Phase 3 Evaluation & Plots (7:00 AM 10:00 AM Sunday)
Task 3.1 Held-out test set (7:00 AM 7:30 AM)
- Carve out 100 samples from the JSONL that were NOT used in training
- Save as
data/devign_test.jsonl - These 100 samples will be your evaluation set for both baseline and trained model
Task 3.2 Baseline measurement (7:30 AM 8:30 AM, 1 hour)
- Coordinate with Divyank get the baseline (untrained) Llama-3.2-3B model loaded
- Run all 100 test samples through baseline:
- For each sample, prompt the model with the diff, parse its verdict from XML tags
- Compute: vulnerability detection accuracy, per-CWE accuracy
- Save raw results to
eval_baseline.json
Task 3.3 Trained model measurement (8:30 AM 9:30 AM, 1 hour)
- Once Divyank's training run completes (should be done by ~5:30 AM, results in Wandb)
- Load LoRA-adapted Llama-3.2-3B
- Run same 100 test samples through trained model
- Compute same metrics
- Save raw results to
eval_trained.json
Task 3.4 Generate plots (9:30 AM 10:00 AM, 30 min)

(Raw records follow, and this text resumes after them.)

PR #368, opened 2016-02-24
Workaround babel startsWith not being transpiled in some case

noirbizarre:
IE does not have natively `String.prototype.startsWith`.
Given how Babel is working when using babel-runtime, polyfills are not applied to prototype and there is some case where babel-runtime is not able to detected variable type and to transpile the polyfill.

This PR fix this on `variable.startsWith`.

### DIFF
--- a/js/dataset/display.js
+++ b/js/dataset/display.js
@@ -1,6 +1,9 @@
 /**
  * Dataset display page JS module
  */
+
+// ES6 environment
+import 'babel-polyfill';
 import $ from 'jquery';
 import config from 'config';
 import log from 'logger';
--- a/.babelrc
+++ b/.babelrc
@@ -1,5 +1,4 @@
 {
     "presets": ["es2015"],
-    "plugins": ["transform-runtime"],
     "comments": false
 }
--- a/js/admin.js
+++ b/js/admin.js
@@ -6,6 +6,9 @@ import '../less/admin.less';
 // Catch all errors
 import 'raven';
 
+// ES6 environment
+import 'babel-polyfill';
+
 import $ from 'jquery';
 import 'bootstrap';
 
--- a/js/dashboard.js
+++ b/js/dashboard.js
@@ -1,3 +1,6 @@
+// ES6 environment
+import 'babel-polyfill';
+
 // Catch all errors
 import 'raven';
 
--- a/js/home.js
+++ b/js/home.js
@@ -6,6 +6,9 @@ import '../less/home.less';
 // Catch all errors
 // require('raven');
 
+// ES6 environment
+import 'babel-polyfill';
+
 import $ from 'jquery';
 import 'bootstrap';
 
--- a/js/organization/display.js
+++ b/js/organization/display.js
@@ -1,6 +1,10 @@
 /**
  * Default JS module
  */
+
+// ES6 environment
+import 'babel-polyfill';
+
 import $ from 'jquery';
 import log from 'logger';
 import Auth from 'auth';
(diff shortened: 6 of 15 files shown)


js/dataset/display.js
```diff
@@ -54,10 +59,10 @@ function prepare_resources() {
                 const url = $self.parent().property('url').first().attr('href');
                 const group = $Dataset.property('alternateName').value(); // This is the slug.
 
-                if (!url.startsWith(window.location.origin)
+                if (!startsWith(url, window.location.origin)
                 // TODO: temporary fix before we move all statics on the same server
                     && !url.match(/:\/\/(.[^/]+)/)[1].endsWith('data.gouv.fr')) {
```
vinyll: Does `startWith` not work and `endWith` works properly?

noirbizarre: Yes, in this case: there is the `match` before (native on IE) which is probably hinting babel on the resulting type.
But you're right, I might be better to be homogeneous on this one.

vinyll:
r+wc

noirbizarre:
Babel-runtime is not a strict equivalent of babel-polyfill:
- https://phabricator.babeljs.io/T892: `Array.prototype.find` doesn't work in the runtime
- https://phabricator.babeljs.io/T6905: babel-plugin-transform-runtime: handle methods differently?

In our case, each time a function call an expected prototype method only existing in ES6, it fails in IE which does not yet implement most of then.

Conclusion: I will update this PR to use `babel-polyfill` when possible

noirbizarre:
And this article explain the difference between `babel-polyfill` and `babel-runtime`/`babel-runtime-transform-plugin`: https://medium.com/@jcse/clearing-up-the-babel-6-ecosystem-c7678a314bf3

davidbgk:
I'm surprised we have to import `babel-polyfill` in all these files, as I understand it that should only be required in root JS files?

noirbizarre:
Yes, it's imported only in root JS files, but we have one root file for admin + one for each view.

davidbgk:
Ah, makes sense now, I forgot that we have so many root files, my bad. I'm concerned about the fact that we may forgot to add that line for new root files, how can we prevent this?

noirbizarre:
@davidbgk we need to try on IE11 too. I'm using https://dev.windows.com/en-us/microsoft-edge/tools/vms/linux/ to do so.

If it works without, it meeds we don't use ES6 specifics so the forgot is not bad in this case.

Or, we can provide a template root file.

Perosnnaly, I think, we should as an objective, reduce the number of root files :)

davidbgk:
> Perosnnaly, I think, we should as an objective, reduce the number of root files :)

It depends, with HTTP/2 it's not a bad practice anymore to be modular ;)

noirbizarre:
@davidbgk Next step: HTTP2, Python 3, ipv6 ? :)

davidbgk:
Served by GNU Hurd :p

noirbizarre:
:)

After looking, switching to http2 is simply adding a keyword on NGinx, the real question is between reverse-proxy. I don't know if it's possible to have HTTP2 -> NGINX/HAProxy -> HTTP -> Application.

noirbizarre:
so, Can I merge this one ?

davidbgk:
r+, we have to remember that `.babelrc` is not anymore in use on the `dev` branch and update the `webpack.config` accordingly during the merge.

noirbizarre:
@davidbgk yep, it will conflict on merge as a reminder ;)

Use Niti's plot scripts in plots/ (he writes them in his early shift). You feed them data, they produce PNGs.
- Reward curve plot from Wandb training logs, save as
plots/reward_curve.png- X-axis: training step
- Y-axis: mean reward
- Title: "CommitGuard GRPO Training Reward Curve"
- Baseline vs Trained accuracy bar chart, save as
plots/baseline_vs_trained.png- Two bars: baseline accuracy, trained accuracy
- Both numbers labeled on the bars
- Per-CWE breakdown, save as
plots/per_cwe.png- Grouped bar: each CWE has baseline + trained bar
- Shows which vuln types the model learned fastest
- All plots: axes labeled with units, title, readable from 5 feet away (page 28 reminder)
- Commit all PNGs to repo
Phase 4 Submission support (10:00 AM 5:00 PM Sunday)
Task 4.1 Numbers handoff to Niti (10:00 AM 10:30 AM)
- Send Niti the headline numbers in plain text:
- "Baseline accuracy: X%"
- "Trained accuracy: Y%"
- "Best CWE improvement: CWE-XX, +Z%"
- "Total training steps: N"
- He drops these into the README
Task 4.2 Stretch: ablation (10:30 AM 1:00 PM, optional, only if Tier 1 done)
- If time allows, run a second eval comparing trained model on samples it saw during training vs held-out samples
- This shows generalization, strengthens results section
- Skip if Niti or Divyank need help instead
Task 4.3 Lunch + buffer (1:00 PM 5:00 PM)
- Eat
- Be available for last-minute eval re-runs if something breaks
- Help with smoke testing the HF Space from a different network
Sync points
- 12:00 AM Midnight Team sync. Report: data //, reward //, leak test //
- 9:00 AM Sunday Team sync. Report: baseline numbers, trained numbers, plot status
- 3:00 PM Sunday Final sync. Stop adding features.
Fallback rules
- Devign is too messy / inconsistent: drop to a smaller, cleaner subset. 1000 high-quality samples beat 5000 noisy ones.
- CWE keyword matching is too brittle: drop the exploit-sketch bonus. Reward becomes 1.0 (correct) / 0.5 (correct + CWE) / penalties unchanged. Simpler, still tiered.
- Training run produces no learning curve: that's not your problem to fix Divyank owns it. You produce evaluation honestly. If trained baseline, that's the truth, ship it. The pitch can pivot to "we built the env, training is future work" page 26 says "evidence that you trained" not "evidence that training worked perfectly."
- You can't get the trained model to load: ask Divyank for raw outputs from the training run, evaluate from those instead.